• Problem requirements
In the listing beneath this line, copy exactly the lines starting with the one containing "msevestre, line 15: Is" and going on through the one containing "rwmcintosh: Need to teach Copilot that one.".

....

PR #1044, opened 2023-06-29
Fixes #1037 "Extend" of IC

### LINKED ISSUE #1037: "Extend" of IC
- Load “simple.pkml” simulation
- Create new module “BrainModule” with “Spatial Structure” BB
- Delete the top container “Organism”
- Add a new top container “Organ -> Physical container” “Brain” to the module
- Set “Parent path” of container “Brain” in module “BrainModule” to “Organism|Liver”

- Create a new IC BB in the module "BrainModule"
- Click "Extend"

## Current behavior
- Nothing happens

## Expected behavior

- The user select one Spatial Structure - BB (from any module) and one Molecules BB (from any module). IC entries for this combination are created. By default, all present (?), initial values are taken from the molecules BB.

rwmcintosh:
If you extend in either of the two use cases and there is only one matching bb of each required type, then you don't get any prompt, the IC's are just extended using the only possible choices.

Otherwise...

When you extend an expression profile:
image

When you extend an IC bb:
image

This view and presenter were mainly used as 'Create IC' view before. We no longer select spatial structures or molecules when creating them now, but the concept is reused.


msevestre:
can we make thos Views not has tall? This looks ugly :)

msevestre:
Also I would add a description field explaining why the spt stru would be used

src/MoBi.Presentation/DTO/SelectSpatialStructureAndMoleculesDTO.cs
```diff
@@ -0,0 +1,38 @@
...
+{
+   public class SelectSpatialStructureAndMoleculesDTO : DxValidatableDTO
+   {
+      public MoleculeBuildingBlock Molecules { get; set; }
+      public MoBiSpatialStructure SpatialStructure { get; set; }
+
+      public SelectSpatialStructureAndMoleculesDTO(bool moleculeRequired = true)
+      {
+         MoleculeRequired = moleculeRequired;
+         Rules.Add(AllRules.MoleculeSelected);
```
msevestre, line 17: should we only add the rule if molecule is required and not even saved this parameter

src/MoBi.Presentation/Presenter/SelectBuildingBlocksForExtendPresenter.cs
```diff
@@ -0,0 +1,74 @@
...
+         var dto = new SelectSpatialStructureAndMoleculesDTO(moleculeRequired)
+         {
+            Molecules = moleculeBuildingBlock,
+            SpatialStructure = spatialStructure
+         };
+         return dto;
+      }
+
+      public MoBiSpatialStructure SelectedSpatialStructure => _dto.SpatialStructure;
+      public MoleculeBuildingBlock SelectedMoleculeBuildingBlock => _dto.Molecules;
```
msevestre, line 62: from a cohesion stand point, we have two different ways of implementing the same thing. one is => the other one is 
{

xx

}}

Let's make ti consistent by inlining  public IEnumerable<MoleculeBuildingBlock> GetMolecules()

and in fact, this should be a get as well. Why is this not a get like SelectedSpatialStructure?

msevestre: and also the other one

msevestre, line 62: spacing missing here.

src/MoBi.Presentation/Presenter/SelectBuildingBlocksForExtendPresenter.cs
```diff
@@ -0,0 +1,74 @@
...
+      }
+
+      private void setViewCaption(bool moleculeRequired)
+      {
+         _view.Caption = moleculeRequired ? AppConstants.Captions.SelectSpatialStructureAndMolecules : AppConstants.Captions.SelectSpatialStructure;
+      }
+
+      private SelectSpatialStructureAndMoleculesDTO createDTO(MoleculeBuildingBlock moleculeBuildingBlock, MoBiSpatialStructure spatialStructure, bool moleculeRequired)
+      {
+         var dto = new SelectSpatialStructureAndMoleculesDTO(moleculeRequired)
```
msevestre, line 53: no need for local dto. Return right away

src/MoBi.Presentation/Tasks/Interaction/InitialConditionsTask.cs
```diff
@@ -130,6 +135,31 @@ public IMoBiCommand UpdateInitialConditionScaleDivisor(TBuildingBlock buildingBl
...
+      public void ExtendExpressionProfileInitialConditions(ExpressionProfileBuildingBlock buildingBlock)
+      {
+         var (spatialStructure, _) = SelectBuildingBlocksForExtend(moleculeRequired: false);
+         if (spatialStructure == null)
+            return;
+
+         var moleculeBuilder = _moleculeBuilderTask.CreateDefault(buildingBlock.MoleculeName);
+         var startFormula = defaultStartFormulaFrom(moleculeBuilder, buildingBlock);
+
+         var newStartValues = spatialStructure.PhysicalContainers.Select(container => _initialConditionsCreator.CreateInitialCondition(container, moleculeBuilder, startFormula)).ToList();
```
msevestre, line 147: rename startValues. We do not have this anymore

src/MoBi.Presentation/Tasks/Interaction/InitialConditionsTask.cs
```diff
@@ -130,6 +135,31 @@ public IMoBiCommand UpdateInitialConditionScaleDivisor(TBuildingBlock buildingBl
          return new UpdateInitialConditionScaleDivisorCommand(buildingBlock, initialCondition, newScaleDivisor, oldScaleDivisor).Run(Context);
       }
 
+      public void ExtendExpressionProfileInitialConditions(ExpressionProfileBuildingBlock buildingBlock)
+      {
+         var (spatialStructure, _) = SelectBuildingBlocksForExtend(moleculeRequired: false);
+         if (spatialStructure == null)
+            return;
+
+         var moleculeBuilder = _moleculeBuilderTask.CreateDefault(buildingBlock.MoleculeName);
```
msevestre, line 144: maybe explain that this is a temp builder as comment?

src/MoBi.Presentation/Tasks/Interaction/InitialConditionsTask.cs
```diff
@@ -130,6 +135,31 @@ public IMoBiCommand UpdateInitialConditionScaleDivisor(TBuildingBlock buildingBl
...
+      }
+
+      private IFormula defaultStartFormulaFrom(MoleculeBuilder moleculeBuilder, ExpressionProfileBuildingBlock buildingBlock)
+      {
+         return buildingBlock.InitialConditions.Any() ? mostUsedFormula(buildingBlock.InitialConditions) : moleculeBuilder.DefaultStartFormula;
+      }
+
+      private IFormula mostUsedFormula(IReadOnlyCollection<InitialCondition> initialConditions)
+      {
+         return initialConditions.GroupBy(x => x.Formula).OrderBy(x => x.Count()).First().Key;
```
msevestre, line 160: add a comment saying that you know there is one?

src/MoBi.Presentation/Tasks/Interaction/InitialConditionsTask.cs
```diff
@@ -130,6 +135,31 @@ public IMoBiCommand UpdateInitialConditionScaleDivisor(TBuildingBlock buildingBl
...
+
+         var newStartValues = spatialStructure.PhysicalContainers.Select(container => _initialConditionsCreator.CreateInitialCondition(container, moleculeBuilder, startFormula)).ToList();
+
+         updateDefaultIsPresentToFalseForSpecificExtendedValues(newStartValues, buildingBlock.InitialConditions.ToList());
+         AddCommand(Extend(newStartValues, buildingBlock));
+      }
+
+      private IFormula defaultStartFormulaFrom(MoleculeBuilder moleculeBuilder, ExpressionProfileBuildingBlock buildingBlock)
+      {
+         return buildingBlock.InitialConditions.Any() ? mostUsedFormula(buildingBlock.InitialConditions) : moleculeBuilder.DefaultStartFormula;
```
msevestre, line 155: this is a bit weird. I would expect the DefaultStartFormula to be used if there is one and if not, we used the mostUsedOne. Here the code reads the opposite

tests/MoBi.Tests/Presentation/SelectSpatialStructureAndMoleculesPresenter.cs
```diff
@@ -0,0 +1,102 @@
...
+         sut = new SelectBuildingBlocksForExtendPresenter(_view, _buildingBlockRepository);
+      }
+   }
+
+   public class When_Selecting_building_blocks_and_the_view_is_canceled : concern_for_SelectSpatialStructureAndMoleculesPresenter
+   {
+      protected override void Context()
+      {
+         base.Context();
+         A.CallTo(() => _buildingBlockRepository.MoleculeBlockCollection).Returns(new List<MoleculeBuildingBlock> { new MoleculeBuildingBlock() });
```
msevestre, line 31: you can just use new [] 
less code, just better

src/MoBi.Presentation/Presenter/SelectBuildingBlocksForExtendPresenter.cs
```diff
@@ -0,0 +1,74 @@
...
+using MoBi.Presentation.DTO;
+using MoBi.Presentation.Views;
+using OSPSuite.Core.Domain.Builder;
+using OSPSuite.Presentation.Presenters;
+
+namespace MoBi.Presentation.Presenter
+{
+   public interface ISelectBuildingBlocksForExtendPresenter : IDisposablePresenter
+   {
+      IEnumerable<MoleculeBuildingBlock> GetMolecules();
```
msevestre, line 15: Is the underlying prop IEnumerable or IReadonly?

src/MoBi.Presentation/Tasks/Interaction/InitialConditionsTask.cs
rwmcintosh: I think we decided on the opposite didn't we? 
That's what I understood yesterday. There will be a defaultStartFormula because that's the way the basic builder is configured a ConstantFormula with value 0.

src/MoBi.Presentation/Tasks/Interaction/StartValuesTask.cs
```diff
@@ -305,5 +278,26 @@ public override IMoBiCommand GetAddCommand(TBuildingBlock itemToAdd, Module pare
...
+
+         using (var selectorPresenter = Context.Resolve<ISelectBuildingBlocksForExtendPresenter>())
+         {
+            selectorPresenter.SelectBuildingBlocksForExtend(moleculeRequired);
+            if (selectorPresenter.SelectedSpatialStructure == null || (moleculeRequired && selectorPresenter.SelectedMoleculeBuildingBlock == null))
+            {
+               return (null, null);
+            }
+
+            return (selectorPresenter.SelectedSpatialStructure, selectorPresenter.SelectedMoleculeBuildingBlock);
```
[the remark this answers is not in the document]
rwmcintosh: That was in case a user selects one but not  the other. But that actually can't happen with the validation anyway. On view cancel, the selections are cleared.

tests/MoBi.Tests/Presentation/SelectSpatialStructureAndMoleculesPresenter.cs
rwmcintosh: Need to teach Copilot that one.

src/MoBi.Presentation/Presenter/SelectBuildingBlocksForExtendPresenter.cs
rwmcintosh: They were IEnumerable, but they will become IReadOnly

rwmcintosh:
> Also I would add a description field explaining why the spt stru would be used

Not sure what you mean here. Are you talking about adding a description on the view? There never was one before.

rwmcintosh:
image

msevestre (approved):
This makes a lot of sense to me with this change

....

• Output for this exercise
msevestre, line 15: Is the underlying prop IEnumerable or IReadonly?

src/MoBi.Presentation/Tasks/Interaction/InitialConditionsTask.cs
rwmcintosh: I think we decided on the opposite didn't we? 
That's what I understood yesterday. There will be a defaultStartFormula because that's the way the basic builder is configured a ConstantFormula with value 0.

src/MoBi.Presentation/Tasks/Interaction/StartValuesTask.cs
```diff
@@ -305,5 +278,26 @@ public override IMoBiCommand GetAddCommand(TBuildingBlock itemToAdd, Module pare
...
+
+         using (var selectorPresenter = Context.Resolve<ISelectBuildingBlocksForExtendPresenter>())
+         {
+            selectorPresenter.SelectBuildingBlocksForExtend(moleculeRequired);
+            if (selectorPresenter.SelectedSpatialStructure == null || (moleculeRequired && selectorPresenter.SelectedMoleculeBuildingBlock == null))
+            {
+               return (null, null);
+            }
+
+            return (selectorPresenter.SelectedSpatialStructure, selectorPresenter.SelectedMoleculeBuildingBlock);
```
[the remark this answers is not in the document]
rwmcintosh: That was in case a user selects one but not  the other. But that actually can't happen with the validation anyway. On view cancel, the selections are cleared.

tests/MoBi.Tests/Presentation/SelectSpatialStructureAndMoleculesPresenter.cs
rwmcintosh: Need to teach Copilot that one.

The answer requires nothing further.